_WHAT THIS TASK INVOLVES_: Output the records that follow exactly as they are written.

_RECORDS SHOWN_:
PR #317, opened 2020-07-23
Bug: show caption even though image loading fails

robinpiets:
Merging with version 2.0 since we have a code freeze 🥶

### DIFF
--- a/apps/client/src/components/Visual.js
+++ b/apps/client/src/components/Visual.js
@@ -23,7 +23,7 @@ export default ({ title, src, ...rest }) => {
         onLoad={() => setLoaded(true)}
         onError={handleError}
       />
-      {title && !errored && (
+      {title && (
         <figcaption>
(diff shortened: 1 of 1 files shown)


apps/client/src/components/Visual.js
```diff
@@ -23,7 +23,7 @@ export default ({ title, src, ...rest }) => {
         onLoad={() => setLoaded(true)}
         onError={handleError}
       />
-      {title && !errored && (
+      {title && (
```
svenjens, line 26: Maybe we could also handle this caption as alt in the same PR

svenjens (approved):

afjlambert (approved):

apps/client/src/components/Visual.js
robinpiets: Let's do this in another PR

PR #324, opened 2020-07-27
feature: make the stack optional

afjlambert:


robinpiets:
I really like the `isConclusive()` function. Can we merge only that function to chappie2.0? All the changes on the pages are not relevant anymore because they are going to be removed in chappie2.0

afjlambert:
You can grab it from this PR. Closing now.

PR #325, opened 2020-07-27
Chappie2.0 Wrapper / Location styling + OLO FLow

robinpiets:
#### How it looks now when active:
image

#### How it looks now when inactive:
image

----

_Text as discussed with design._

----

## Styling updates:
- Location Component copy
- Correct circle size and color to StepByStepItems
- Display correct sections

_TASK RESULT_:
PR #317, opened 2020-07-23
Bug: show caption even though image loading fails

robinpiets:
Merging with version 2.0 since we have a code freeze 🥶

### DIFF
--- a/apps/client/src/components/Visual.js
+++ b/apps/client/src/components/Visual.js
@@ -23,7 +23,7 @@ export default ({ title, src, ...rest }) => {
         onLoad={() => setLoaded(true)}
         onError={handleError}
       />
-      {title && !errored && (
+      {title && (
         <figcaption>
(diff shortened: 1 of 1 files shown)


apps/client/src/components/Visual.js
```diff
@@ -23,7 +23,7 @@ export default ({ title, src, ...rest }) => {
         onLoad={() => setLoaded(true)}
         onError={handleError}
       />
-      {title && !errored && (
+      {title && (
```
svenjens, line 26: Maybe we could also handle this caption as alt in the same PR

svenjens (approved):

afjlambert (approved):

apps/client/src/components/Visual.js
robinpiets: Let's do this in another PR

PR #324, opened 2020-07-27
feature: make the stack optional

afjlambert:


robinpiets:
I really like the `isConclusive()` function. Can we merge only that function to chappie2.0? All the changes on the pages are not relevant anymore because they are going to be removed in chappie2.0

afjlambert:
You can grab it from this PR. Closing now.

PR #325, opened 2020-07-27
Chappie2.0 Wrapper / Location styling + OLO FLow

robinpiets:
#### How it looks now when active:
image

#### How it looks now when inactive:
image

----

_Text as discussed with design._

----

## Styling updates:
- Location Component copy
- Correct circle size and color to StepByStepItems
- Display correct sections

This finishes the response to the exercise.